* Task brief: Go through the records underneath and count the lines that include the string "attachments". Give nothing but the number.

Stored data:
════

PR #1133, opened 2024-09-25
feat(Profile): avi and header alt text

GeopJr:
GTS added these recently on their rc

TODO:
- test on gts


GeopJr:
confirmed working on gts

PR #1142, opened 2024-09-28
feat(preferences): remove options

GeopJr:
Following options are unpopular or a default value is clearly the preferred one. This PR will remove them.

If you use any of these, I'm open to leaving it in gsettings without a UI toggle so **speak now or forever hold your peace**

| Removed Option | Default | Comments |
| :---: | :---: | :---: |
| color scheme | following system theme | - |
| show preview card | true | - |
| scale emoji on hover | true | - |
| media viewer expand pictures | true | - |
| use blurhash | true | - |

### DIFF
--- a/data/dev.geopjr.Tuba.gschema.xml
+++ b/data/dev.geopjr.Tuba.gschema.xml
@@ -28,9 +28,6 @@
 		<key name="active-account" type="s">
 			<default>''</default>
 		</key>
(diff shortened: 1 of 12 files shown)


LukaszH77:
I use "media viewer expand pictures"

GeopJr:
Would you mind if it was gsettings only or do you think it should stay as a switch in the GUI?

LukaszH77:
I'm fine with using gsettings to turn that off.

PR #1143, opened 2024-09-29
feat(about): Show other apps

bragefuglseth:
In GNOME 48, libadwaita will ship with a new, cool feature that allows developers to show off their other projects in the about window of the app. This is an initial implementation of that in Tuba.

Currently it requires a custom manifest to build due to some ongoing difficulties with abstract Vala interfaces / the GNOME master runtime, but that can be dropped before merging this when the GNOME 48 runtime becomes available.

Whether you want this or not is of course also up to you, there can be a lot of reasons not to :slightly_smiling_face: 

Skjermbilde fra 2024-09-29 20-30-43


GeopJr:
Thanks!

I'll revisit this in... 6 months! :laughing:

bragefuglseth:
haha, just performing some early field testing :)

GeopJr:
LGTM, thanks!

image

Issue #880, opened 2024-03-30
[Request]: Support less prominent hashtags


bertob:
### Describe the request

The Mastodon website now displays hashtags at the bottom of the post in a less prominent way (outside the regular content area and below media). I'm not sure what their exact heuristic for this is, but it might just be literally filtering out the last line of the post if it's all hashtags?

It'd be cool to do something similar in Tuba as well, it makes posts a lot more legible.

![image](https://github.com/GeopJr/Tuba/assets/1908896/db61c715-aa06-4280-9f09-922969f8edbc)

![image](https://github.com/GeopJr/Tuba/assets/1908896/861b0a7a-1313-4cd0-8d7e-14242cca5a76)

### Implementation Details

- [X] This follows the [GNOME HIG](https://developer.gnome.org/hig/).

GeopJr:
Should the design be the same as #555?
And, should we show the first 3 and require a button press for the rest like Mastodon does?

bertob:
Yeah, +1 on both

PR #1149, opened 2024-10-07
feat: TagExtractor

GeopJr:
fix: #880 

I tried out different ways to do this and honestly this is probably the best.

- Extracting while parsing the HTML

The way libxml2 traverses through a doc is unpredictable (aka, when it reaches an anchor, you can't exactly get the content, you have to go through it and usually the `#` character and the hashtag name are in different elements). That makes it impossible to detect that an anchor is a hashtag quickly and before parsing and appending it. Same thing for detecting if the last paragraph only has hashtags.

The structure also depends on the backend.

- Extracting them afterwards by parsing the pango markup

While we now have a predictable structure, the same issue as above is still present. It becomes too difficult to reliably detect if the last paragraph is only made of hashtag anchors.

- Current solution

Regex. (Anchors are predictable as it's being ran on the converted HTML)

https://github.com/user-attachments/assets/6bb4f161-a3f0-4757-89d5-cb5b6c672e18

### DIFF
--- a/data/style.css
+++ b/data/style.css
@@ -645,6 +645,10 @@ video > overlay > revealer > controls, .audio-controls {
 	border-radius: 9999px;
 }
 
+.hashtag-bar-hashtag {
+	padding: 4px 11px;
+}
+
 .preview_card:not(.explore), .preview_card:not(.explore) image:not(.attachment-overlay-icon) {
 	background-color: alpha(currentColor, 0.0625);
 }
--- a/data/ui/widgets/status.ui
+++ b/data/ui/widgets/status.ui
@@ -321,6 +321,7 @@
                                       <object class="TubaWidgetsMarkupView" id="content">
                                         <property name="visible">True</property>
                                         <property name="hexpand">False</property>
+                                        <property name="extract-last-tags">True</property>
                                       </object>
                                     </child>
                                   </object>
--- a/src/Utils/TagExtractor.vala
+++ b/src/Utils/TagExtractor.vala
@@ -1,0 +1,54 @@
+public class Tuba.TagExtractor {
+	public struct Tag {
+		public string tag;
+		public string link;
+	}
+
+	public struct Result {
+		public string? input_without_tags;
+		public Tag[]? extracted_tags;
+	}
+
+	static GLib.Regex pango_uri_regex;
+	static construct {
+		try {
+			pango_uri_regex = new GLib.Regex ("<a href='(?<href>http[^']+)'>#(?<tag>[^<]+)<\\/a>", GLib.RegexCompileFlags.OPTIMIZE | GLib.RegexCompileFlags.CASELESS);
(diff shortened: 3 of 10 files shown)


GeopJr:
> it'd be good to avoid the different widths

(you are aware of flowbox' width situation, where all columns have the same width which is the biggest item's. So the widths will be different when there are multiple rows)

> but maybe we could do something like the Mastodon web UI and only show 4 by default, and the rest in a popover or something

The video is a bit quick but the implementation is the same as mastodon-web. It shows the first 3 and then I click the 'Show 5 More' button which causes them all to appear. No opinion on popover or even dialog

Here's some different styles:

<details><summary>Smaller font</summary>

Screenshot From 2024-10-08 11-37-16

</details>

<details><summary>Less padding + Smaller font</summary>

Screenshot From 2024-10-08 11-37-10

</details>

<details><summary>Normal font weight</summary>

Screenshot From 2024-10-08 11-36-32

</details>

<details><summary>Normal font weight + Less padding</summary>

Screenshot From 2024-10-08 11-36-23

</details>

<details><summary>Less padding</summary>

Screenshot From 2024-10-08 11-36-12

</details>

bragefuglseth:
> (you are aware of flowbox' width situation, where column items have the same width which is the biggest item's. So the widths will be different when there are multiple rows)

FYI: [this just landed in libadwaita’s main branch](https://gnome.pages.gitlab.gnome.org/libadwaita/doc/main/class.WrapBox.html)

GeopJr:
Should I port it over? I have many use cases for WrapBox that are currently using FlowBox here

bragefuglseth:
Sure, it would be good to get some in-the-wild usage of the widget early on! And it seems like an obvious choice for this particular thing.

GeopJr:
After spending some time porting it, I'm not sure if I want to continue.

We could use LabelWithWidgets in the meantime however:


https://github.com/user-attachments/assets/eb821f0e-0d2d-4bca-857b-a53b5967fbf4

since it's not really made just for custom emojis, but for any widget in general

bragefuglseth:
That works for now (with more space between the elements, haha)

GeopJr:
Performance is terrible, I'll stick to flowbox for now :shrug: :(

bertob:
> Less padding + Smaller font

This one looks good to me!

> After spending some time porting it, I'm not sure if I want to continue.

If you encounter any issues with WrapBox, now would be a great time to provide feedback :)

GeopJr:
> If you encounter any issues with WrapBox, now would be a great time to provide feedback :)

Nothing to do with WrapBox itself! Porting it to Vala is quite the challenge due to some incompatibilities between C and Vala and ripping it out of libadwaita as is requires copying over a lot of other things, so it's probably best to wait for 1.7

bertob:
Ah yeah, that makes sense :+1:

════

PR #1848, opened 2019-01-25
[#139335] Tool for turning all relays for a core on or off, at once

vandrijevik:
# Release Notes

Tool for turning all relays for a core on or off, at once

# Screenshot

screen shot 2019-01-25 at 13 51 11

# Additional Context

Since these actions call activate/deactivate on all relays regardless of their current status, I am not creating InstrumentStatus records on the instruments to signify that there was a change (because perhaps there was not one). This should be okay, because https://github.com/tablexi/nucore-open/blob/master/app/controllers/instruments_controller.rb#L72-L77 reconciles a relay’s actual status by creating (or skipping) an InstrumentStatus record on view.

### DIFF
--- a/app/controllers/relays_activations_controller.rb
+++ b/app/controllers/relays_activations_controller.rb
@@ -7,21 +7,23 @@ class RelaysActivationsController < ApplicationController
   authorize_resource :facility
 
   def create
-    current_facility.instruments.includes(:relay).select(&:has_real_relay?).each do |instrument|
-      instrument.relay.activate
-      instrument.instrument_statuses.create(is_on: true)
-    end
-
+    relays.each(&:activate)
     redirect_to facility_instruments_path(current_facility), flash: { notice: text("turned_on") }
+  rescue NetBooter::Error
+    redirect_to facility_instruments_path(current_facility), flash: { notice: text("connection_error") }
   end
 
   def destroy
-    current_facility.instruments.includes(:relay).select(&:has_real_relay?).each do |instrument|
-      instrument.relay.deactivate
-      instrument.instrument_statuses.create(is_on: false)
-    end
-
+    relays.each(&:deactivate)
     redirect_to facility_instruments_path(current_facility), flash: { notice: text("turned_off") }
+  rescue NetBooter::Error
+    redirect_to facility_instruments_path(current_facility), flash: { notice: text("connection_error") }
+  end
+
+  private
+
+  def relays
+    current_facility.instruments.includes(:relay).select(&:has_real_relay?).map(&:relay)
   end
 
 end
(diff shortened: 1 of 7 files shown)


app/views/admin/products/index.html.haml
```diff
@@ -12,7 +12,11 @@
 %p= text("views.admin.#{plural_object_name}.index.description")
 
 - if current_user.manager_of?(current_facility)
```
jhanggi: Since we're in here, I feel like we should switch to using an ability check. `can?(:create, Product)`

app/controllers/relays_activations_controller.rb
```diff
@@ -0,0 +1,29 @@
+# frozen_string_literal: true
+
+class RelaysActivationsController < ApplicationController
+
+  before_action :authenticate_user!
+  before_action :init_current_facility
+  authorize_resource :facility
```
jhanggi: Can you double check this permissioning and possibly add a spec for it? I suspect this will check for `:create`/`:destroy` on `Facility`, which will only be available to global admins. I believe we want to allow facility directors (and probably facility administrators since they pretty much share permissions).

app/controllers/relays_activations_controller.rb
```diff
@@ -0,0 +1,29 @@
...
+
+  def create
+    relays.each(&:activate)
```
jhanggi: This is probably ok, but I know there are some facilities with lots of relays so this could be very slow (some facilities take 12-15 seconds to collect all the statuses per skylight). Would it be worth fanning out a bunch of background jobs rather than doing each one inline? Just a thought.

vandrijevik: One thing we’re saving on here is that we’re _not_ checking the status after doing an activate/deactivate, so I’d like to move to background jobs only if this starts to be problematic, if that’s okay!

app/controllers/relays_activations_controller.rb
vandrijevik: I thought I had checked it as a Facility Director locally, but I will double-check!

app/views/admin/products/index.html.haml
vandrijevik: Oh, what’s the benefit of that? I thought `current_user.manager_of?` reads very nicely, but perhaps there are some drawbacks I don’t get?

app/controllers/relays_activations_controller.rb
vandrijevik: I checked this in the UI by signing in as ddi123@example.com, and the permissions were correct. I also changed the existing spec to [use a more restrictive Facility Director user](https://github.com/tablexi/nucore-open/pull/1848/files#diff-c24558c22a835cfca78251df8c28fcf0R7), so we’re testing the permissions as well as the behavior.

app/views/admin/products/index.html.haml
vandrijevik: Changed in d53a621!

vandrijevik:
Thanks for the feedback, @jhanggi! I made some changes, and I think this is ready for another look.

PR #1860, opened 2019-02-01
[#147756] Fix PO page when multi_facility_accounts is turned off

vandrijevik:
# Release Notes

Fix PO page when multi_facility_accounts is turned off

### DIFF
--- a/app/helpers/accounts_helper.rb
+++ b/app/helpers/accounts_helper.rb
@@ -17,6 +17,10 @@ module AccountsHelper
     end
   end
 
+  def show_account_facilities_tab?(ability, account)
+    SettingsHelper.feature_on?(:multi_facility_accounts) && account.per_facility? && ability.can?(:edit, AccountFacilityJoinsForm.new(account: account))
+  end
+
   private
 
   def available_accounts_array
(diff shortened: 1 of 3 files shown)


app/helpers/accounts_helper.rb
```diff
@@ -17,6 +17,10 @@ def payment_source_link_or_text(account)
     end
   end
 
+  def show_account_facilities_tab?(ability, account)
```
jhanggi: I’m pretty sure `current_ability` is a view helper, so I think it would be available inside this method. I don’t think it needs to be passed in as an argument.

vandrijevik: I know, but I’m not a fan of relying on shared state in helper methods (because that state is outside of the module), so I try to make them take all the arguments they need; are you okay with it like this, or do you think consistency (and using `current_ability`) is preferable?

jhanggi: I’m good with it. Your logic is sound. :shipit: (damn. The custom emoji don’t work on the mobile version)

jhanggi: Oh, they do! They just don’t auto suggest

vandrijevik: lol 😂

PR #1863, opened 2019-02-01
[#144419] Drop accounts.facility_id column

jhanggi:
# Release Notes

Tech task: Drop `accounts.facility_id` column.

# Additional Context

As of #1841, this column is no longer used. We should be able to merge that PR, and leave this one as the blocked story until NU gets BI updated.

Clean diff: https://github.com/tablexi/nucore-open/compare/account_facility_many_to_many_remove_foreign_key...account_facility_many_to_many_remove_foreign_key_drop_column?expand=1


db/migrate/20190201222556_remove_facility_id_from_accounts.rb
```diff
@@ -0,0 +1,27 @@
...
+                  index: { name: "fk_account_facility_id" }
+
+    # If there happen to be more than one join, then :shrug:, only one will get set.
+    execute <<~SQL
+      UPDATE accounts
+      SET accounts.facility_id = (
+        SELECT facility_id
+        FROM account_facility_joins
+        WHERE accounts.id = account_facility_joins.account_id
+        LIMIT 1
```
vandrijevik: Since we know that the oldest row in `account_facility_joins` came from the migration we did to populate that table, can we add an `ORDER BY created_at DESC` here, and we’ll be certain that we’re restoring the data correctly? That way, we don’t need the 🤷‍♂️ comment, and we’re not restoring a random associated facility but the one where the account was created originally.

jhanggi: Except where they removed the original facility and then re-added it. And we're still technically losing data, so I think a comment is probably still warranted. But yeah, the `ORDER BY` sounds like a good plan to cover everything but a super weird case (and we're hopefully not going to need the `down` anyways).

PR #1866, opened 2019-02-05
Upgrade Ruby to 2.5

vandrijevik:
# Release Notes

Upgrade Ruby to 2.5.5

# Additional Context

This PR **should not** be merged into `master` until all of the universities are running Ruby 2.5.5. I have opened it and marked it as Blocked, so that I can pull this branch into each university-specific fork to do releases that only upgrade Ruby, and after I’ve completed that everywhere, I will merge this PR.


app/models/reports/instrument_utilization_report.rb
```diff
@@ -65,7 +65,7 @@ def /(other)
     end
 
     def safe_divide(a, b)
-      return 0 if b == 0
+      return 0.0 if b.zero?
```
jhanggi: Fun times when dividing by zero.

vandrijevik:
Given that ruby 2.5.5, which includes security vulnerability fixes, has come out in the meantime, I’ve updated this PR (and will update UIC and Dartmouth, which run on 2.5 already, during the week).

════

* Answer below: 2